Towards isolated roughness induced boundary layer transition at supersonic speeds

Abstract

The height of surface roughness elements affects the onset of laminar to turbulent transition in a boundary layer. CFD studies have been accomplished using RANS models at very low speeds, as a first step towards the understanding of this technology in supersonic/hypersonic flows. All simulations were performed on the commercial CFD program, ANSYS Fluent. Four flow cases have been investigated in this paper: natural transition of a 5.4 m/s flow over a flat plate, natural transition of a 9.8 m/s flow over a flat plate, implementation of a trip device in a 9.8 m/s flow and an attempt of capturing supersonic transition using a trip at Mach 3.5. Various turbulence models have been compared and the SST K-Omega gamma Transport model proved to capture the onset of transition with the best accuracy.

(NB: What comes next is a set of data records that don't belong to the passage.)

PR #46, opened 2021-11-08
DM-31801: Use lsst prefix for lsst loggers

timj:


python/lsst/meas/extensions/scarlet/scarletDeblendTask.py
```diff
@@ -52,7 +50,7 @@
 
 __all__ = ["deblend", "ScarletDeblendConfig", "ScarletDeblendTask"]
 
-logger = lsst.log.Log.getLogger("meas.deblender.deblend")
+logger = logging.getLogger("lsst.meas.deblender.deblend")
```
fred3m: Wow, looks like this has had the wrong label ever since we ported this module from `lsst.meas.deblender.deblend.py`. The correct logging name should be `lsst.meas.extensions.scarlet.scarletDeblendTask`, so you should just be able to change this to `logging.getLogger("__name__")` like you did for the `source` module.

fred3m (changes requested):
Please change the name of the logger for scarletDeblendTask, then this will be all set.

fred3m (approved):

PR #120, opened 2025-11-04
DM-53142: Fix bug in isolated source persistence

fred3m:


taranu (commented):
The additions look fine, but how are you testing that backwards compatibility is maintained? I don't see any new tests related to that.

fred3m:
That test already exists: https://github.com/lsst/meas_extensions_scarlet/blob/main/tests/test_deblend.py#L512-L561. That directory will hold legacy models so that they can be tested with each new release.

taranu:
> That test already exists: https://github.com/lsst/meas_extensions_scarlet/blob/main/tests/test_deblend.py#L512-L561. That directory will hold legacy models so that they can be tested with each new release.

That seems to cover v29 models. Does that ensure that this new version will correctly load w_2025_44 and w_2025_45 models (assuming it's merged today)? As in, it will implicitly cover both branches of the `blend_type`/`source_type` conditional?

tests/test_deblend.py
```diff
@@ -455,6 +455,15 @@ def test_persistence(self):
...
 
+        for sourceId in modelData.isolated.keys():
+            isolatedData1 = modelData.isolated[sourceId]
+            isolatedData2 = modelData2.isolated[sourceId]
+            self.assertTupleEqual(isolatedData1.origin, isolatedData2.origin)
+            np.testing.assert_array_equal(
+                isolatedData1.span_array,
+                isolatedData2.span_array,
+            )
+
```
fred3m, line 466: There are no changes in the `w44` and `w45` models. This PR fixed an error where the current models were not being loaded correctly from disk (I had forgotten how the `ScarletModelFormatter` worked by saving the blends to zip files and I never extracted the isolated objects).

The previous PR tested that the isolated sources existed when it ran the deblender but didn't test that they were persisted. This code block in the new PR is where I test that the isolated sources were saved and loaded correctly. Had I put this in the previous PR it would have caught this error.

The results concluded that a flow at 5.4 m/s naturally transitions 0.7 m downstream from the leading edge at 〖Re〗_x=2.59×10^5. Additionally, a 9.8 m/s flow transitions 1.25 m downstream at 〖Re〗_x=1.7×10^6. There is a difference of 0.55 m between these two values, highlighting the importance of roughness elements in high-speed flows. Both flows have been validated against experimental results from ERCOFTAC T3A and T3A- test cases. The implementation of a trip in the 9.8m/s flow moves the onset of transition further upstream. The critical height, in this case, is k⁄δ^* ≈ 0.25 and the effective height is 0.67<k⁄δ^* <0.68. Finally, an attempt to capture transition at Mach 3.5 using the same turbulence model did not achieve the desired results meaning other methods must be used in future work. With the limitations of physical testing capabilities for supersonic/hypersonic aerodynamics either due to the expense or unreliability of testing facilities, accurate CFD simulations of the effects of surface roughness are extremely important to contribute to ongoing research. There are many uses for this technology, ranging from commercial hypersonic flight to hypersonic missile systems.